Number of employees. If a business had 100 or fewer employees on average in 2019, then the Employee Retention Tax Credit is based on wages paid to all employees, regardless of whether they actually worked or not. If a business has more than 100 employees on average in2019, then the Employee Retention Tax Credit is allowed only for the wages paid to employees who did not work during the calendar quarter.
If your business is laying off or furloughing staff and decides to move forward with a PPL or the tax credit, take into account the following:
It is possible the PPL may not be forgiven (in part or in full). 60% of the loan proceeds need to be used for payroll costs in order to be eligible to be forgiven. If a business has fewer employees compared to the prior year, the amount eligible for forgiveness will be reduced. If you’ve already laid off or furloughed staff and have a PPL, consider whether you will have funds to pay the staff after you’ve used up the proceeds from the loan.

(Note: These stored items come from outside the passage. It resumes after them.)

PR #1164, opened 2024-10-07
Adjust mask suffix input to generate_cell_table

camisowers:

Allow for users to generate a cell table for segmentation masks that have slightly different formatting for file names.  For example, simply 'fov1.tiff' or 'fov1-cell_mask.tiff' instead of always requiring _suffix (i.e. 'fov1_whole_cell.tiff').

Add in an extra argument `add_underscore` which is defaulted to True. Also allow None as a mask_type input. These adjustments will not be used internally in ark-analysis, but are intended to allow for more flexibility of segmentation masks generated with methods other than Mesmer and fed into [SpaceCat](https://github.com/angelolab/SpaceCat?tab=readme-ov-file).

**Remaining issues**

Need to make a new release so the changes can be used in SpaceCat.


srivarra (approved):
Looks good to me!

srivarra:
@camisowers the example dataset is fixed up.

alex-l-kong (approved):
Looks great, this will also be useful if we/DeepCell decides to ever change the suffix of the segmentation files for whole cell and nuclear.

PR #1183, opened 2025-03-11
Ensure `_temp` dir does not interfere with pixel SOM and consensus cluster assignment

alex-l-kong:

If a run is restarted from the beginning, or if a `_temp` dir still exists due to a crash, this creates a strange limbo state where the pipeline:

1. Will attempt to create an already existing `_temp` folder if an `overwrite` is forced (which is often the recommended solution in case the run is completely unsalvageable)
2. Cannot identify what all the seen SOM clusters are if all FOVs have already been assigned (because it simply "passes through" the assignment step, where this normally happens)

To address these issues:

1. If a `_temp` directory is seen on `overwrite=True`, delete it first
2. If the `pixel_pysom` object contains no SOM references in `som_clusters_seen`, invokes a new function, `pixel_cluster_utils.identify_seen_pixel_clusters`, to populate this. The function does extend support to meta clusters as well, though this case is not directly invoked in the pipeline.

### DIFF
--- a/pyproject.toml
+++ b/pyproject.toml
@@ -62,12 +62,15 @@ dependencies = [
     "zstandard>=0.19.0,<1",
     "zarr",
     "python-dateutil>=2.9.0",
-    "ark-analysis[colors]",
+    "palettable",
+    "cmasher",
+    "cmocean",
+    "colorcet",
+    "scienceplots",
 ]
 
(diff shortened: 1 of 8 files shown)


camisowers (approved):
Looks good! Just need to fix the builds.

PR #399, opened 2019-01-31
Allow recording tests to run on any organization

atbagga:

With this change we will allow a developer to record a test against any organization. The live tests will run against the test org so the developer needs to write tests independent of the existing environment while recording.

We will need to add an environment variable in the live test run pipeline. 
AZURE_DEVOPS_EXT_TEST_ORG : Https://dev.azure.com/azuredevopsclitest


tests/test_reposPoliciesTest.py
```diff
@@ -8,13 +8,15 @@
 
 from azure.cli.testsdk import ScenarioTest
 from azure_devtools.scenario_tests import AllowLargeResponse
-from .utilities.helper import DEVOPS_CLI_TEST_ORGANIZATION, disable_telemetry, set_authentication
+from .utilities.helper import disable_telemetry, set_authentication, get_test_org_from_env_variable
+
+DEVOPS_CLI_TEST_ORGANIZATION = get_test_org_from_env_variable() or 'Https://dev.azure.com/baggaatul24'
```
atbagga: Just to verify I have run this one against the non test organization.

gauravsaralMs: 👍

Issue #272, opened 2018-12-10
--assigned-to throwing "Identity Value 'X' for field 'Assigned to' is an unknown identity


Gander7:
`vsts work item create --title "Test Title" --type "Bug" --assigned-to "user@company.com"`
throws following error
`The identity value 'XXXXXXXXXXXXXXXXXXX@Live.com' for field 'Assigned To' is an unknown identity.`

I've tried different formats for --assigned-to
- `Windows Live ID\\user@company.com`
- `user@company.com`
- `Full Name`

Throws error regardless of type or title.
I've tried various users in case it was a specific user.

Any thoughts or workarounds? We are trying to migrate to devops and this is a breaking issue for us :(

atbagga:
I only see "The identity value 'user-alpha@Live.com' for field 'Assigned To' is an unknown identity." when user-alpha does not have valid project/organization membership.

I have tried all the three formats like.. 
1. user-name@organization-name.com
2. user-name
3. "FirstName LastName"

and they work for me for a valid user. 

Can you try creating a workitem in the UI and assign to the same user as you are trying from CLI to help us troubleshoot further.

snankani:
@Gander7 We are looking for your reply to help you better. Request to take some time and let us know if the above suggested steps work for you. 

FYI, we have migrated to Azure DevOps extension which is an extension to Azure CLI. Please find details here https://github.com/Microsoft/azure-devops-cli-extension/blob/master/README.md

ishitam8:
We were able to reproduce this issue. Hence, reopening this.

PR #403, opened 2019-01-31
Fix identity issue for non-microsoft accounts

ishitam8:

 - [ ] : This PR has a corresponding issue open in the Repository. #272 


azure-devops/azext_devops/dev/boards/work_item.py
```diff
@@ -70,7 +70,7 @@ def create_work_item(work_item_type, title, description=None, assigned_to=None,
             if assigned_to == '':
                 resolved_assigned_to = ''
             else:
-                resolved_assigned_to = _resolve_identity_as_unique_user_id(assigned_to, organization)
+                resolved_assigned_to = resolve_identity_as_display_name(assigned_to, organization)
```
atbagga: Two email Ids resolving to same display name can cause issue. WIT API accepts the email id and name itself lets prefer that approach rather than trying to resolve ourself.

Issue with using display name: 

Command to assign an item to person X,
PS D:\GithubRepos\Work\MS\azure-devops-cli-extension\azure-devops> az boards work-item create --title "title" --type bug --assigned-to "lastname.firstname@**something**.com"

Wit gets assigned to person Y-
ID    Type    Title    Assigned To                        State
----  ------  -------  ---------------------------------  -------
81    Bug     title    Atul Bagga <lastname.firstname@**somethingelse**.com>  New

ishitam8: Nice catch!

azure-devops/azext_devops/dev/common/identities.py
```diff
@@ -110,5 +110,11 @@ def get_display_name_from_identity(identity):
     return identity.provider_display_name
 
 
+def get_account_from_identity(identity):
```
atbagga: Should  we have some test for this. If the strings in the API change we will not catch it.

ishitam8: I'll take this up in some another PR. Probably would add tests for another functions as well.

PR #414, opened 2019-02-04
fix merge pipeline

gauravsaralMs:


gauravsaralMs:
**Why merging with single approval?**
merging this so that in case some other change breaks something then we can catch it.
without this change out merge pipeline is currently broken

Issue #352, opened 2019-01-21
Bump keyring version from 13.2.1 to 15.1.0 or latest


snankani:

ishitam8:
Keyring version issue would be resolved with next extension release [i.e 0.4.0]

PR #419, opened 2019-02-05
Bump up keyring version to 17.1.1

ishitam8:

 - [ ] : This PR has a corresponding issue open in the Repository. #352 

### DIFF
--- a/azure-devops/azext_devops/dev/common/pip_helper.py
+++ b/azure-devops/azext_devops/dev/common/pip_helper.py
@@ -12,7 +12,7 @@ logger = get_logger(__name__)
 
 
 def install_keyring():
-    _install_package('keyring~=13.2.1')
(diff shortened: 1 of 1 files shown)


gauravsaralMs:
> Some code we had in https://github.com/Microsoft/azure-devops-cli-extension/blob/master/azure-devops/azext_devops/dev/common/credential_store.py
> was dependent on the version of keyring package. We had written the code to handle the changes for chaining keyrings (which were introduced in keyring version 15 or 16). But lets double check it once in next bug bash.
> 
> Code:
> 
> ```
> def _only_builtin(backend):
>             return (
>                 backend.__module__.startswith('keyring.backends.') and
>                 'chain' not in backend.__module__
>             )
> ```

may be we can write a test case to see which keyring is backend is being used/ initialized with in any platform.. 
right now I don't think we have much coverage

PR #427, opened 2019-02-07
minor change in pip helper and steps to validate that it works

gauravsaralMs:

Changes include:
Install keyring and other packages to extension folder.
This is needed because in some systems user will not have permission to install packages at machine level (like azure shell)

Do not pack test when creating whl because we should not be shipping tests to client machines

While running UTs let it discover modules in extension folder. The local files module will still get preference over modules in extension dir


.azure-pipelines/azure-pipelines-merge.yml
```diff
@@ -148,28 +148,37 @@ jobs:
...
+
+  - task: PythonScript@0
+    displayName: 'Find Extension Directory'
+    inputs:
+      scriptSource: 'inline'
+      script: |
+        from azure.cli.core.extension import get_extension_path
+        extensionPath = get_extension_path('azure-devops')
+        print("##vso[task.setvariable variable=extensionPath]"+extensionPath)
+      failOnStderr: true
```
atbagga: A lot of inline script code we are adding in yml is making the pipelines complex. 

1. Whatever we need in the pipeline will also be required by the developer so it makes sense to add these scripts in the code repo itself.
2. Since the pipelines are harder to debug, using locally tested scripts in the pipelines will keep the pipelines up-to-date and more robust.

gauravsaralMs:
https://github.com/Microsoft/azure-devops-cli-extension/issues/438

PR #433, opened 2019-02-11
pack compressed VSTS package with CLI code for better install performance

gauravsaralMs:


atbagga:
Why name it vstsCompressed? vsts is sufficient I guess.

gauravsaralMs:
> Why name it vstsCompressed? vsts is sufficient I guess.

Just to make someone does not copies the whole VSTS folder from python api repo without compressing

atbagga:
> > Why name it vstsCompressed? vsts is sufficient I guess.
> 
> Just to make sure someone does not copies the whole VSTS folder from python api repo without compressing

@gauravsaralMs @ishitam8  This doesn't follow the standard of all lowercase names. Should it be vsts_compressed ?
I would have been fine with vsts also I don't think someone will replace that with original vsts package files blindly.

gauravsaralMs:
> > > Why name it vstsCompressed? vsts is sufficient I guess.
> > 
> > 
> > Just to make sure someone does not copies the whole VSTS folder from python api repo without compressing
> 
> @gauravsaralMs @ishitam8 This doesn't follow the standard of all lowercase names. Should it be vsts_compressed ?
> I would have been fine with vsts also I don't think someone will replace that with original vsts package files blindly.

@atbagga 
nice catch, feel free to change/fix or open an issue but given that this is just a temp thing till we get new optimized DevOps python client package I am not very much in favor of putting time on this again.

PR #448, opened 2019-02-18
trim how we are using same help text over and over again

gauravsaralMs:

### DIFF
--- a/azure-devops/azext_devops/dev/repos/pull_request.py
+++ b/azure-devops/azext_devops/dev/repos/pull_request.py
@@ -36,10 +36,6 @@ def show_pull_request(id, open=False, organization=None, detect=None):  # pylint
     :type id: int
     :param open: Open the pull request in your web browser.
     :type open: bool
-    :param organization: Azure Devops organization URL. Example: https://dev.azure.com/MyOrganizationName/
-    :type organization: str
-    :param detect: Automatically detect organization. Default is "on".
-    :type detect: str
     :rtype: :class:`GitPullRequest <git.v4_0.models.GitPullRequest>`
     """
     try:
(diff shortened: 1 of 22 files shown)


azure-devops/azext_devops/dev/team/arguments.py
```diff
@@ -22,27 +21,24 @@
                                           SERVICE_ENDPOINT_AUTHORIZATION_SERVICE_PRINCIPAL]
 
 
+# pylint: disable=line-too-long
```
atbagga: This one can be fixed. Line length limit is to improve readability. 
We should not disable all pylint warnings to fix CI :)

azure-devops/azext_devops/dev/repos/pull_request.py
```diff
@@ -82,10 +78,6 @@ def list_pull_requests(repository=None, creator=None, include_links=False, revie
     :type skip: int
     :param top: Maximum number of pull requests to list.
     :type top: int
```
atbagga: Project help text instance here in list_pull_requests command. 

Probably a one off miss but difficult to find in the diff if any more are missed. Just double check once before merging.

atbagga:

The tax credit can still be claimed against payroll taxes for 50% of the first $10K in qualified wages for each employee, even if they’ve been furloughed or are working partial shifts. For employers who had 100 or fewer full-time employees in 2019, a business can still obtain credit for their employees regardless of whether an employee worked during the crisis. This means that an employer will still receive the credit, regardless of interruptions to the business. For employers who had more than 100 full-time employees in 2019, the credit is applicable only to employees who were not providing services for the employer during the calendar quarter due to COVID-19 prohibitions.
Also worth considering when you’re laying off or furloughing staff are the unemployment benefits they may be eligible for. In some cases, an employee may be better off with the unemployment benefits made possible by the stimulus package.
What if a business has shut down or partially closed? For businesses that were operating in 2020 and have partially or fully closed due to shut-down orders by their applicable jurisdiction, employee retention tax credits are still available. For a PPL, a small business must have been operational on February 15, 2020, but keep in mind if you shut down or partially close, your loan may not be eligible for forgiveness if 60% of the loan is not spent on payroll costs.